I like the points you bring up, but my concern is, even if there was to be some mandatory hiring law, are there enough people to actually fill those positions? Only about 17% of new college CS grads are women, so a law saying that any more than 17% of a team must be women will be very hard to enforce. The problem of there not being enough female CS students is one that should be addressed before anything. The problem, as I see it as a student myself, is that CS isn't sexy anymore. We need a very thought-out, very smooth, marketing campaign.

Gail Carmichael said...

Definitely a consideration. I wonder if, while we work on improving the image of CS etc, getting more women into the workforce would help that goal anyway. Role models are pretty important after all. While it might not make sense to enforce a certain number that's higher than the number of grads, this is where a goal could work well. If you reach for the stars and don't quite make it, you may still reach the moon! :)

Shrutarshi said...

Having more women in the field would definitely help. Perhaps some sort of in-house tech training programs would be helpful for women who were interested in computers, but for whatever reason didn't actually get a CS degree

Katelyn said...

Hi Gail!
Love the post. I just wanted to leave my two cents. I am all for gender equality and all that jazz. However, if companies implemented a "required" quota of female employees I think it would always keep me wondering if I was hired for my abilities or just because I was a woman. I wouldn't want to be hired over some guy who was more skilled than myself just because of my gender.

Also, I agree with Shrutarshi. I think getting women into the profession/university programs in general is more of a problem than companies not hiring enough women.

DrSkrud said...

You're right that women often play a social catalyst role in a lot of high tech projects, and that this is a great benefit.

However, I think quotas are a fallacy. Hiring women just because they are women is wrong. At one point you will be shortchanging talent and skills simply to fill an arbitrary quota.

Case in point, when interviewing candidates for an internship, we made sure to give nearly every woman an interview. The unfortunate result was that most of these were very poor candidates. We had been overlooking faults in resumes just so that we could increase the number of women we hired. We ended up hiring not a single one.

I don't think gender is an appropriate differentiator when it comes to high tech jobs (I don't want to generalize to other fields). Having more women in the workplace is often great for the environment, but not at the expense of talent.
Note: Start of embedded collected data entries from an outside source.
PR #447, opened 2022-05-20
Fix Ledger entry name and reference for journals

Baggerone:
https://docs.google.com/document/d/1E4lZGAxLFJ0LnNmHVTUGoIJ_adYIVVLNblb-BV1bXyc

https://trello.com/c/VDx5noff/545-revise-journal-entry-output

### DIFF
--- a/application/api/ledger.go
+++ b/application/api/ledger.go
@@ -70,8 +70,11 @@ type LedgerEntry struct {
 	AccountNumber    string          `json:"account_number"`
 	IncomeAccount    string          `json:"income_account"`
 
-	// name of accountable person if available, otherwise the policy name
-	Name   string   `json:"name"`
+	// name of accountable person if available
+	Name string `json:"name"`
+
+	PolicyName string `json:"policy_name"`
+
 	Amount Currency `json:"amount"`
 
 	// date added to ledger
--- a/application/migrations/20220520111000_add_fields_to_ledger_entries_table.up.fizz
+++ b/application/migrations/20220520111000_add_fields_to_ledger_entries_table.up.fizz
@@ -1,2 +1,19 @@
 add_column("ledger_entries", "policy_name", "string", {"default": ""})
-add_column("ledger_entries", "claim_payout_type", "string", {"default": ""})
+add_column("ledger_entries", "claim_payout_option", "string", {"default": ""})
+
+sql(`
+  UPDATE ledger_entries
+  SET policy_name = policies.name
+  FROM policies
+  WHERE policies.id = ledger_entries.policy_id
+`)
+
+sql(`
+  WITH options AS (
+    SELECT payout_option, claim_id FROM claim_items
+  )
+  UPDATE ledger_entries
+  SET claim_payout_option = options.payout_option
+  FROM options
+  WHERE options.claim_id = ledger_entries.claim_id
+`)
--- a/application/migrations/20220520111000_add_fields_to_ledger_entries_table.up.fizz
+++ b/application/migrations/20220520111000_add_fields_to_ledger_entries_table.up.fizz
@@ -1,0 +1,2 @@
+add_column("ledger_entries", "policy_name", "string", {"default": ""})
+add_column("ledger_entries", "claim_payout_type", "string", {"default": ""})
--- a/application/migrations/20220520111000_add_reference_to_ledger_entries_table.up.fizz
+++ b/application/migrations/20220520111000_add_reference_to_ledger_entries_table.up.fizz
@@ -1,1 +1,0 @@
-add_column("ledger_entries", "reference", "string", {"default": ""})
--- a/application/migrations/20220520111000_add_reference_to_ledger_entries_table.up.fizz
+++ b/application/migrations/20220520111000_add_reference_to_ledger_entries_table.up.fizz
@@ -1,0 +1,1 @@
+add_column("ledger_entries", "reference", "string", {"default": ""})
--- a/application/models/claim.go
+++ b/application/models/claim.go
@@ -926,11 +926,11 @@ func (c *Claim) CreateLedgerEntry(tx *pop.Connection) error {
 		item := c.ClaimItems[i].Item
 		item.LoadRiskCategory(tx, false)
 
-		le := NewLedgerEntry(c.Policy, &item, c)
+		le := NewLedgerEntry(tx, c.Policy, &item, c)
 		le.Type = LedgerEntryTypeClaim
 		le.Amount = c.TotalPayout
-		le.Description = le.getDescription(tx, &item, string(c.ClaimItems[i].PayoutOption), c.TotalPayout)
-		le.Reference = le.getReference(tx, &item)
+		le.Name = item.GetAccountablePersonName(tx).String()
+		le.ClaimPayoutOption = string(c.ClaimItems[i].PayoutOption)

The two most important factors should always be skills and personality. If you're looking to hire a person to act as a social catalyst, then that should be an aspect of their personality, not their gender.

Gail Carmichael said...

So true! I also would hate that feeling of never truly knowing...

Does anyone have the hard facts about the percentage of women available in the workforce vs. the average percentage of women in highly technical jobs? Are there many women who get into management instead? Are there women not able to get development jobs that want to, and instead can only get, say, general IT support? (Not to say IT support is a bad thing, just that perhaps some want something else but can't get it. Just a random example, not the only one that could be used.)

JL said...

Personally, I've always been frustrated with quotas for two reasons. For one, I would hate the idea of someone thinking that I was only hired to fill a quota. And secondly I think that they put focus in the wrong area, where they are still primarily judging an applicant by their gender. I just think there has to be a better way of encouraging companies to hire women. Just like there should be a be a better way to encourage woman to study computer science.